*Directions:*
Report the number of lines in the data below that hold "been", without any other words.

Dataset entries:
═══

PR #4105, opened 2019-09-27
Do not override foreground color

wSedlacek:
The foreground color is not in the config settings so by overriding it on every mode change it just prevents me from setting it to fix it the default from the Material Theme.


wSedlacek:
Looks like you can set as an array like. This was my bad.
```
"vim.statusBarColors.insert": ["#4CAF50", "#FFF"]
```

Issue #7274, opened 2021-11-23
Typing speed is very slow


KahnDepot:
The vim plug-in will slow down the performance of vscode, which is very serious in insert mode.

As shown in the figure below, this is the delay when I repeat the keystrokes after opening the vim plug-in. When my mouse starts to move, my hands have left the keyboard, but it still hasn't finished typing:

![vscode_delay](https://user-images.githubusercontent.com/81478335/142991070-52ec7062-434a-48ee-8d78-41404ecc9b40.gif)

If I disable the vim plugin, the speed increase of vscode will be obvious:

![vscode_delay2](https://user-images.githubusercontent.com/81478335/142991450-9e6770a6-bf10-4c24-b063-8b3afd14ef12.gif)

Is there any good solution to avoid this situation? this It greatly affected my programming speed！

marcwimmer:
I have the same issue.

gruvw:
same problem here

mateusdcc:
I hope this gets fixed, loosing my overall productivity because of that

MurtadhaInit:
This is the first thing I've noticed immediately after installing the plugin.
What's bizarre is that it seems to randomly stop for no reason mid navigation. E.g. say you're holding the h key in normal mode or simply just pressing it not holding it: sometimes it just won't register for some reason. But 80% of the times it does. It's a bizarre behaviour.

trungdvu:
Same issue here. It works fine on my old mac

imbrn:
Same problem here

smiglo:
Same here
_quite a lot of time passed since 2021 :(_

Issue #7270, opened 2021-11-20
search in explorer and then use j/k/h/k/n/N to move


XiaoXiaoLui:
**Is your feature request related to a problem? Please describe.**
setting workbench.list.keyboardNavigation=highlight
After using / to search in file explore, I can only use arrow keys to move cursor which is awkward for a vim user.

**Describe the solution you'd like**
using / to search in file explore and press enter to confirm the highlighted matching text, after that I can use n/N/j/k/h/l to move like normal vim.

**Describe alternatives you've considered**
Other ways I can jump to each matches conviniencely.

Issue #7262, opened 2021-11-18
v1.21.10 not work


wangduanduan:
**Describe the bug**

after install v1.21.10, nothing happen, all key bind not work。so i change to v1.11.3， all vim key bind work

**To Reproduce**

1.  install latest v1.21.10
2.  click some file
3.  nothing work

**Expected behavior**
all key bind work

**Screenshots**
If remapping-related, please attach log output: https://github.com/VSCodeVim/Vim#debugging-remappings.

**Environment (please complete the following information):**

Version: 1.61.2
Commit: 6cba118ac49a1b88332f312a8f67186f7f3c1643
Date: 2021-10-19T14:58:13.605Z
Electron: 13.5.1
Chrome: 91.0.4472.164
Node.js: 14.16.0
V8: 9.1.269.39-electron.0
OS: Linux x64 5.10.60-amd64-desktop

Issue #7245, opened 2021-11-10
Unexpected behavior with `vito`


spigelli:
### **Describe the bug**
Unexpected behavior with `vito`

### **To Reproduce**

Cursor location marked with [ ]
Selection marked with ` `
Newline marked with ↵

> \<div>↵
> \<span>text\</span>↵
> \</di[v]>↵

Press `vit`
*Note this selection isn't right either, see #6555*

> \<div`>↵`
>   `<span>text\</span>↵`
> []\</div>↵

Press `o`

> `<div>↵`
> []\<span>text\</span>↵
> \</di[v]>↵

### **Expected behavior**

> \<div>↵
> \<span>text\</span>↵
> \</di[v]>↵

Press `vit`

> \<div>`↵`
>   `<span>text\</span>[↵]`
> \</div>↵

Press `o`

> \<div>`[↵]`
> `<span>text\</span>↵`
> \</di[v]>↵

### **Environment**

- Extension (VsCodeVim) version: 1.21.5
- VSCode version: 1.54.3
- OS: MacOS and Ubuntu

PR #7284, opened 2021-11-25
Add a structured bug report template

max-sixty:

I see there are 1100 issues on this repo, and that @J-Fields does much of the triaging as well as the development. Would a more structured issue log template increase the quality of issues? I see a mixed bag out there — e.g. https://github.com/VSCodeVim/Vim/issues/7274, https://github.com/VSCodeVim/Vim/issues/7270, https://github.com/VSCodeVim/Vim/issues/7262, https://github.com/VSCodeVim/Vim/issues/7223 would probably be more helpful to both the reporter and the project if they added more detail.

A few ideas contained here:
- Use the new structured yaml format for issues
- Ask people to fill out a "machine-readable" testcase where possible. 
  - This is probably a minority of issues but some recent ones where this would help are https://github.com/VSCodeVim/Vim/issues/7214, https://github.com/VSCodeVim/Vim/issues/7245, https://github.com/VSCodeVim/Vim/issues/7159, https://github.com/VSCodeVim/Vim/issues/7213, https://github.com/VSCodeVim/Vim/issues/7204, https://github.com/VSCodeVim/Vim/issues/7168, https://github.com/VSCodeVim/Vim/issues/7095) . 
  - As well as removing ambiguity, it's also a testcase that development can start from — a way to shift burden from maintainers & contributors to the original reporter.
  - Another option would be to split this into a different type of bug report
- Ask people to confirm the bug isn't a duplicate

We don't have to take all of these at once if some of them aren't good ideas.

[Rendered version](https://github.com/max-sixty/Vim/issues/new?assignees=&labels=&template=bug_report.yaml)


max-sixty:
@J-Fields let me know if something like this would be of interest — no problem if not!

Issue #4844, opened 2020-05-13
Fix tests that fail locally on Windows


J-Fields:
I've been ignoring these for too long

Issue #4079, opened 2019-09-16
Test suite fails in various scenarios on Windows


caleywoods:
**Describe the bug**
When trying to contribute to VSCode VIM it's advised to write tests and make sure that they pass before submitting your PR. To execute the test suite a contributor can either run `npm test` to test locally or `gulp test` to build a docker container and execute the test suite within a linux environment.

The issue happens when a potential contributor is using Windows as the host OS and manages to do the following (or vice-versa):

* Run `npm test` for the first time, this will likely download a stable Windows build of VSCode into `.vscode-test`.

* Attempt to run `gulp test` to execute the suite in the Linux container, this will result in an `ENONT` error since the download script sees a `.vscode-test/vscode-n.nn.n` directory and assumes VSCode is downloaded and good to go.

**To Reproduce**

1.) On a Windows host, run cmd prompt as Administrator (required to run test suite locally)
2.) Clone the VSCode VIM repo and `cd` into it
3.) Execute `gulp build` and then `npm test`
4.) Attempt to run `gulp test`

**Expected behavior**
`vscode-test` should make an effort to make sure that a stable version of VSCode that matches `process.platform` is downloaded. This prevents any foul-up during executing the test suite. 

**Environment (please complete the following information):**

- OS: Windows 10 x64

**Additional context**
I think this makes sense to create as an issue on the upstream `vscode-test` repo where a fix would make the most sense. I am just opening this here because I think VSCode VIM can implement a stop-gap in the meantime by checking the error code and giving the end-user some feedback on steps to take to remedy the issue.

I have tested a "fix" locally by checking `data.code === ENONT` within `cmd.on('error', ()=>{});` and then console.logging out a helpful message with a yellow background. The message tells the user to try deleting the `.vscode-test` directory and re-running the command they just tried, this helps in both cases whether the user-tested with docker first (and downloaded a Linux version of VSCode) or whether they tried `npm test` first  (and downloaded VSCode for Windows).

caleywoods:
Current Workaround for `ENONT` when running the test suite: Delete `.vscode-test` directory and re-run whichever command you were attempting to run.

PR #7293, opened 2021-12-01
Silence failing tests on Windows and add Windows build step

tagniam:
While working on the bang/filter command feature, I've noticed that quite a few tests are failing only on Windows. This PR proposes we temporarily silence those tests on Windows and document them with TODO comments, which I hope should be helpful towards fixing #4844 (and #4079).

Additionally, I propose we add a Windows build step to our Github Actions workflow to encourage cross-platform compatibility for future PRs. However, this may affect this repo's Github Actions minutes limit - [jobs that run on Windows consume minutes at twice the rate of Linux-based jobs](https://docs.github.com/en/billing/managing-billing-for-github-actions/about-billing-for-github-actions#:~:text=Jobs%20that%20run%20on%20Windows%20and,10%2C000%20minutes%20included%20in%20your%20account.). This multiplier means that this would probably cause the minutes consumption to triple. I'm not sure what the minutes limit is for VSCodeVim nor if we currently run near that limit, so if this would cause problems, I can omit this change. Lemme know your thoughts!

N/A, but progresses towards fixing #4844 and #4079.


test/jumpTracker.test.ts
```diff
@@ -358,19 +369,22 @@ suite('Record and navigate jumps', () => {
...
-      newJumpTest({
+      // TODO: this fails on Windows
+      newJumpTestSkipOnWindows({
         start: ['|start', 'a1', 'a2', 'a3', 'a4', 'a5', 'end'],
         keysPressed: '/^\nnnnkdd',
         end: ['start', 'a1', 'a2', '|a4', 'a5', 'end'],
         jumps: ['start', 'a1', 'a2', 'a4'],
       });
-      newJumpTest({
+      // TODO: this fails on Windows
```
J-Fields, line 386: Can you make these `// TODO(#4844): this fails on Windows` so it's associated with the right ticket?

J-Fields:
Thanks for the PR! I'm definitely supportive of this idea. We should do something similar for the web version as well at some point (maybe Mac as well, but it seems that uses 10x the minutes).

Any idea why this last step won't finish? 
image

> I'm not sure what the minutes limit is for VSCodeVim nor if we currently run near that limit

I think the free limit is 2000 minutes/month - I don't think we're anywhere near that. If this causes issues, we can always change to run on all platforms only for releases, or something like that.

test/jumpTracker.test.ts
tagniam: Done!

tagniam:
> I think the free limit is 2000 minutes/month - I don't think we're anywhere near that. If this causes issues, we can always change to run on all platforms only for releases, or something like that.

Sounds good!

> Any idea why this last step won't finish?

Not sure, the other two steps are fine :thinking: I've tried closing/reopening the PR, force pushing and even changing the base branch. Going to try and open another PR to see if this is a fluke.

tagniam:
Sorry for the delay! From what I can tell, the last `build` step is forever waiting because it comes from the existing enforced status check rule - it is applying to this branch as well, but since the rule was updated and no longer exists on this branch, it's waiting forever.

You might need to merge this in first and then modify the required status checks in this repo's `Settings > Branches > Require status checks to pass before merging` to these new `build / build (ubuntu-latest)` and `build / build (windows-latest)` checks. Related: https://circleci.com/docs/2.0/enable-checks/#troubleshooting-github-checks-waiting-for-status-in-github

---
One thing I'd like to bring up is that it seems running tests on Windows is a bit flakier, sometimes the Windows build fails while the ubuntu build succeeds, in which a re-run usually fixes it. If that is a concern we can shelve the Windows build for now, or perhaps make it a non-required check for PRs. Thoughts?

J-Fields:
> Sorry for the delay!

No trouble whatsoever, I haven't been active on this project at all recently.

> You might need to merge this in first and then modify the required status checks

Sounds good, I'll give that a shot

> One thing I'd like to bring up is that it seems running tests on Windows is a bit flakier, sometimes the Windows build fails while the ubuntu build succeeds, in which a re-run usually fixes it. If that is a concern we can shelve the Windows build for now, or perhaps make it a non-required check for PRs. Thoughts?

Yeah good point. Non-required is probably the way to go for now

J-Fields:
Seems to have worked, thanks very much!

Issue #7359, opened 2021-12-31
Vimrc file won't reload after saving file with vimrcPath's home environment variable


waynewaynetsai:
**Describe the bug**

Vimrc file won't reload after saving file with vimrcPath's home environment variable

**To Reproduce**

1.  Set `$HOME/_vimrc` to vimrc paths 

(or any path with $HOME variable, Ex. `$HOME/testdir/_vimrc`)

![](https://i.imgur.com/ZKOM9Kf.png)

2.  Add a _vimrc file under home directory

3.  Write any keybinding configs, save file

4.  `Sourced new .vimrc` message won't display

**Expected behavior**

Should display `Sourced new .vimrc` message then reload `_vimrc` file

![](https://i.imgur.com/lOuVgB5.png)

**Environment (please complete the following information):**

- Vim  Extension:  v1.21.10
- MacOS Mojave: 10.14.6/ win10

Issue #7358, opened 2021-12-31
vim.editVimrc command failed with vimrcPath's  home environment variable


waynewaynetsai:
**Describe the bug**

`Vim: Edit .vimrc` command failed with vimrcPath's  home environment variable

**To Reproduce**

1.  Set `$HOME/_vimrc` to vimrc path

(or any path with $HOME variable, Ex. `$HOME/testdir/_vimrc`)

![](https://i.imgur.com/ZKOM9Kf.png)

2.  Add _vimrc file under home directory

3.  Execute `Vim: Edit .vimrc` command 

4.  See error messages at output channel `Log(Window)`

![](https://i.imgur.com/kYwWJ6v.png)

**Expected behavior**

Should open _vimrc file under home directory directly

**Environment (please complete the following information):**

- Vim  Extension:  v1.21.10
- MacOS Mojave: 10.14.6/ win10

PR #7360, opened 2021-12-31
Fix .vimrc file's issues with vimrcPath's home environment variable

waynewaynetsai:

Fix .vimrc file's issues with vimrcPath's home environment variable

- #7359 
- #7358

Reference: 

- https://github.com/VSCodeVim/Vim/blob/master/src/configuration/iconfiguration.ts#L343


J-Fields:
Thank you!

PR #7376, opened 2022-01-05
Disable other extensions while running tests for avoiding unexpected side effect

waynewaynetsai:

- Disable other extensions while running tests for avoiding unexpected side effect at local environment

- Reference: [Disabling other extensions while debugging](https://code.visualstudio.com/api/working-with-extensions/testing-extension#disabling-other-extensions-while-debugging)


J-Fields:
Did this cause an issue for you?

Issue #5789, opened 2020-11-30
Update README to include key repeat instructions for Mac Exploration builds


edwinhollen:
Hi, I'm using Mac VS Code Exploration builds temporarily, and I discovered that the set of "enable key-repeating" commands found in the README only accommodates `com.microsoft.VSCode` (stable), `com.microsoft.VSCodeInsiders` (Insider), and `com.visualstudio.code.oss` (Codium), and does not currently include the necessary command to enable this helpful behavior for Exploration users. 

**Expected behavior**
The instructions should include this command to enable key repeat for VS Code Exploration users:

═══

*Answer to the exercise:*
2